PR #962, opened 2020-07-16
Membership module refactoring.

shamil-gadelshin:
The new incarnation of [this PR](https://github.com/Joystream/joystream/pull/490). Merged with the Nicaea release branch.


runtime-modules/content-working-group/src/tests.rs
```diff
@@ -1184,6 +1183,7 @@ impl SetLeadFixture {
         let new_lead = LeadById::<Test>::get(new_lead_id);
 
         let expected_new_lead = Lead {
+            member_id: 0,
```
mnaamani:
```suggestion
            member_id: self.member_id,
```

runtime-modules/membership/src/lib.rs
```diff
@@ -1,9 +1,658 @@
...
+        + SimpleArithmetic
+        + Codec
+        + Default
+        + Copy
+        + MaybeSerialize
+        + PartialEq
+        + Ord;
+
+    /// Initial balance of members created at genesis
+    type InitialMembersBalance: Get<BalanceOf<Self>>;
```
mnaamani: lets as well drop this now. The way we import members at genesis needs to be improved and one balance for all members isn't very useful.

runtime-modules/membership/src/lib.rs
```diff
@@ -1,9 +1,658 @@
...
+struct ValidatedUserInfo {
+    handle: Vec<u8>,
+    avatar_uri: Vec<u8>,
+    about: Vec<u8>,
+}
+
+#[derive(Encode, Decode, Debug, PartialEq)]
+pub enum EntryMethod<PaidTermId, AccountId> {
+    Paid(PaidTermId),
+    Screening(AccountId),
```
mnaamani, line 133: Another place where we can change to identify the Screening role with a memberid instead of an account id

runtime-modules/membership/src/lib.rs
```diff
@@ -1,9 +1,658 @@
...
+// Default paid membership terms
+pub const DEFAULT_PAID_TERM_ID: u32 = 0;
+
+// Default user info constraints
+const DEFAULT_MIN_HANDLE_LENGTH: u32 = 5;
+const DEFAULT_MAX_HANDLE_LENGTH: u32 = 40;
+const DEFAULT_MAX_AVATAR_URI_LENGTH: u32 = 1024;
+const DEFAULT_MAX_ABOUT_TEXT_LENGTH: u32 = 2048;
+
+pub type MembershipOf<T> = Membership<
```
mnaamani: We've used this naming a few times in the library, but it makes the public api look odd with this `Of` suffix.
Its probably better to keep the public type that will appear in the api to be `Membership` and then the internal structure used can be named something different, similar to what I did here with [DataObject](https://github.com/Joystream/joystream/blob/7a350f81fea0b343c50403e2efe0c64cc41822dd/runtime-modules/storage/src/data_directory.rs#L127)

Also as I'm reviewing this, and thinking about public type names, I know in the latest substrate there is a membership pallet and I'm sure we might get some name clashes with types there. I guess we will cross that bridge when we get to it.

runtime-modules/membership/src/lib.rs
```diff
@@ -1,9 +1,658 @@
...
+                let user_info = ValidatedUserInfo {
+                    handle: handle.clone().into_bytes(),
+                    avatar_uri: avatar_uri.clone().into_bytes(),
+                    about: about.clone().into_bytes()
+                };
+
+                <Module<T>>::insert_member(&who, &user_info, EntryMethod::Genesis);
+
+                // Give member starting balance
+                T::Currency::deposit_creating(&who, T::InitialMembersBalance::get());
```
mnaamani: I think we should drop this initial balance, and later update the build() method to also take an initial balance for each account.

runtime-modules/membership/src/lib.rs
```diff
@@ -1,9 +1,658 @@
...
+
+        Ok(ValidatedUserInfo {
+            handle,
+            avatar_uri,
+            about,
+        })
+    }
+
+    fn insert_member(
+        who: &T::AccountId,
```
mnaamani, line 539: In the past I think it was a mistake to only take one account in the arguments and set it as both root and controller.
We should pass both separately. This also means we will need to capture these two accounts in `buy_membership` and `add_screened_member`. On Pioneer side we can keep UI simple, and still provide the same account for both, and let user later change their controller account. But at least in the runtime it shouldn't force this.

runtime-modules/roles/src/role_types.rs
```diff
@@ -0,0 +1,22 @@
...
+    Curator,
+}
+
+/// Must be default constructable because it indirectly is a value in a storage map.
+/// ***SHOULD NEVER ACTUALLY GET CALLED, IS REQUIRED TO DUE BAD STORAGE MODEL IN SUBSTRATE***
+impl Default for Role {
+    fn default() -> Self {
+        Self::Curator
+    }
+}
```
mnaamani: do we event need the `Role` type anymore ? I can't find a reference to it anymore

runtime/src/integration/proposals/membership_origin_validator.rs
```diff
@@ -27,7 +27,7 @@ impl<T: crate::members::Trait>
         let account_id = ensure_signed(origin)?;
 
         // check whether actor_id belongs to the registered member
-        let profile_result = <crate::members::Module<T>>::ensure_profile(actor_id);
+        let profile_result = <membership::Module<T>>::ensure_membership(actor_id);
```
mnaamani, line 30: maybe rename actor_id to member_id as we are dropping the 'Actor' terminology

runtime/src/lib.rs
```diff
@@ -735,7 +734,7 @@ construct_runtime!(
         CouncilElection: election::{Module, Call, Storage, Event<T>, Config<T>},
         Council: council::{Module, Call, Storage, Event<T>, Config<T>},
         Memo: memo::{Module, Call, Storage, Event<T>},
-        Members: members::{Module, Call, Storage, Event<T>, Config<T>},
+        Members: membership::{Module, Call, Storage, Event<T>, Config<T>},
```
mnaamani, line 736: headsup @Lezek123 all `api.query.members.*` and `api.query.tx.members.*` in polkadot-js apps will need to be updated to `api.*.membership.*` after this change.

mnaamani (changes requested):
Nice to see this great refactoring.
Although large, PRs where code is mostly removed seems fundamentally easier to review :)

I think I left one small change request, otherwise looks good to me.

runtime-modules/membership/src/lib.rs
shamil-gadelshin: Ok

runtime-modules/content-working-group/src/tests.rs
shamil-gadelshin: Ok

runtime-modules/roles/src/role_types.rs
shamil-gadelshin: Merge artifact. Deleted.

runtime/src/integration/proposals/membership_origin_validator.rs
shamil-gadelshin: It's not related. I created these *validators structs during the work on the proposals. This `actor` could be the proposal author or the discussion thread author. So `actor` is just an abstraction.

runtime-modules/membership/src/lib.rs
shamil-gadelshin: I'm not sure how can we change the EntryMethod to Membership to use member_id because we don't have it until we create the membership.

runtime-modules/membership/src/lib.rs
shamil-gadelshin: Renamed to MembershipObject and Membership.

runtime-modules/membership/src/lib.rs
shamil-gadelshin: I think it is out of the scope for this task. Please, create a new issue - and we could deal with it during the work on the governance module.

runtime-modules/membership/src/lib.rs
mnaamani: The variant would still be `Screening(MemberId)` and the member id is that of the member who is the designated screening authority,  set by the council or sudo. So this involves also changing the the storage value `ScreeningAuthority` to `Option<MemberId>` and updating the signature of `fn add_screened_member()` dispatch.

I think we can deal with this at a later time when we add "screeing authority working group"..

runtime-modules/membership/src/lib.rs
mnaamani: Yes you are probably right here. There may even be an existing issue.. will look for it.

runtime/src/lib.rs
Lezek123: It seems like `@polkadot/api` still sees it as `members` module (ie. I can call `api.query.members.nextMemberId()`, but cannot `api.query.membership.nextMemberId()`)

━━━━━━━━━━

#### Exercise description
The line with "Its probably better" is the last to include; transcribe exactly every line from the top of the material above down to it.

#### Task output
PR #962, opened 2020-07-16
Membership module refactoring.

shamil-gadelshin:
The new incarnation of [this PR](https://github.com/Joystream/joystream/pull/490). Merged with the Nicaea release branch.


runtime-modules/content-working-group/src/tests.rs
```diff
@@ -1184,6 +1183,7 @@ impl SetLeadFixture {
         let new_lead = LeadById::<Test>::get(new_lead_id);
 
         let expected_new_lead = Lead {
+            member_id: 0,
```
mnaamani:
```suggestion
            member_id: self.member_id,
```

runtime-modules/membership/src/lib.rs
```diff
@@ -1,9 +1,658 @@
...
+        + SimpleArithmetic
+        + Codec
+        + Default
+        + Copy
+        + MaybeSerialize
+        + PartialEq
+        + Ord;
+
+    /// Initial balance of members created at genesis
+    type InitialMembersBalance: Get<BalanceOf<Self>>;
```
mnaamani: lets as well drop this now. The way we import members at genesis needs to be improved and one balance for all members isn't very useful.

runtime-modules/membership/src/lib.rs
```diff
@@ -1,9 +1,658 @@
...
+struct ValidatedUserInfo {
+    handle: Vec<u8>,
+    avatar_uri: Vec<u8>,
+    about: Vec<u8>,
+}
+
+#[derive(Encode, Decode, Debug, PartialEq)]
+pub enum EntryMethod<PaidTermId, AccountId> {
+    Paid(PaidTermId),
+    Screening(AccountId),
```
mnaamani, line 133: Another place where we can change to identify the Screening role with a memberid instead of an account id

runtime-modules/membership/src/lib.rs
```diff
@@ -1,9 +1,658 @@
...
+// Default paid membership terms
+pub const DEFAULT_PAID_TERM_ID: u32 = 0;
+
+// Default user info constraints
+const DEFAULT_MIN_HANDLE_LENGTH: u32 = 5;
+const DEFAULT_MAX_HANDLE_LENGTH: u32 = 40;
+const DEFAULT_MAX_AVATAR_URI_LENGTH: u32 = 1024;
+const DEFAULT_MAX_ABOUT_TEXT_LENGTH: u32 = 2048;
+
+pub type MembershipOf<T> = Membership<
```
mnaamani: We've used this naming a few times in the library, but it makes the public api look odd with this `Of` suffix.
Its probably better to keep the public type that will appear in the api to be `Membership` and then the internal structure used can be named something different, similar to what I did here with [DataObject](https://github.com/Joystream/joystream/blob/7a350f81fea0b343c50403e2efe0c64cc41822dd/runtime-modules/storage/src/data_directory.rs#L127)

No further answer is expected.